Die Mark ist keinen Pfennig wert

Quelle: Das 20. Jahrhundert im Spiegel der Zeit. Der Kreis Böblingen im Rückblick von 100 Jahren, Röhm Verlag Sindelfingen 1999, S. 59

Bild: Reichsbanknote vom Februar 1924 über 50 Billionen Mark (= 50 Rentenmark)

„Tausche alte, gut erhaltene Nähmaschine, zwei gut erhaltene Bettladen und eine Bank gegen junge Hühner und Weizen." Im Herbst der vielen Nullen waren Naturalien die eigentliche Währung, während die Mark so verfiel, dass am 20. November 1923, für einen US-Dollar über 4,2 Billionen, genau 4.210.500.000.000 Mark bezahlt werden mussten.

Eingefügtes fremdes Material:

Issue #233, opened 2015-01-18
Counterintuitive requirement for ASTableView to use calculated node heights


nolanw:
Hello! I found it counterintuitive that `ASTableView` requires its `asyncDelegate` to be set in order for each cell to take on its node's height. If you never set `asyncDelegate`, the rows just take on their default `UITableView` heights. I guess this requirement could be documented somewhere, but ideally the table view would Just Work even if I never muck with its delegate.

The issue stems from the table view only setting `super.delegate` in its `asyncDelegate` setter, and even then only in the non-`nil` branch. One fix might be to initialize `super.delegate` to be `self`, and to set `super.delegate = self` whenever `asyncDelegate` is `nil`.

aleclarson:
:+1:

secretiverhyme:
Tracking in #231.  Thanks!  =]

nolanw:
Oh, my apologies! I'll take a closer look for duplicates next time.

secretiverhyme:
No worries!  Fix landed ^_^

PR #237, opened 2015-01-20
Default proxy object for ASTableView and ASCollectionView

### LINKED ISSUE #231: ASCollectionView and ASTableView ignore working range if asyncDelegate is not set
ASCollectionView recalculates the visible nodes and working range when `willDisplayCell:`/`didEndDisplayingCell:` are called on the UICollectionViewDelegate, but this delegate is set to the proxy only when asyncDelegate is set. It looks like ASTableView has the same problem too.

rnystrom:
fixes #231 #233


secretiverhyme:
Looks good.  Thanks much!

PR #240, opened 2015-01-22
Fix ASRangeController's delegate method invocations

ide:
"did" should be "will" in a couple of places


secretiverhyme:
Nice catch.  Thanks!

PR #245, opened 2015-01-23
Make ASDataController call rowsInSection with the appropriate index

andyscott:
`rowsInSection` needs to be called with the correct section index. Otherwise crashes occur in multi sectioned collection views (and I expect table views too).


secretiverhyme:
Nice catch.  Thanks!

Vom September an häuften sich die Tauschgesuche in den Anzeigenspalten der Zeitungen: Mostobst gegen Weizen, Militärschuhe gegen Kartoffeln, Most gegen Heu oder Stroh, rupfreife Gänse gegen Weizen, ein eiserner Ofen samt Rohrleitung gegen Kartoffeln, ein halbjähriges Rind gegen ein Schwein und ein Sindelfinger inseriert nicht nur Kindermöbel und eine Puppenstube gegen Gerste, sondern auch noch seinen Schutzengel. Die Sindelfinger Zeitung gibt am 06. November schließlich in eigener Sache bekannt: „Naturalien nehmen wir jederzeit an Zahlungsstatt entgegen."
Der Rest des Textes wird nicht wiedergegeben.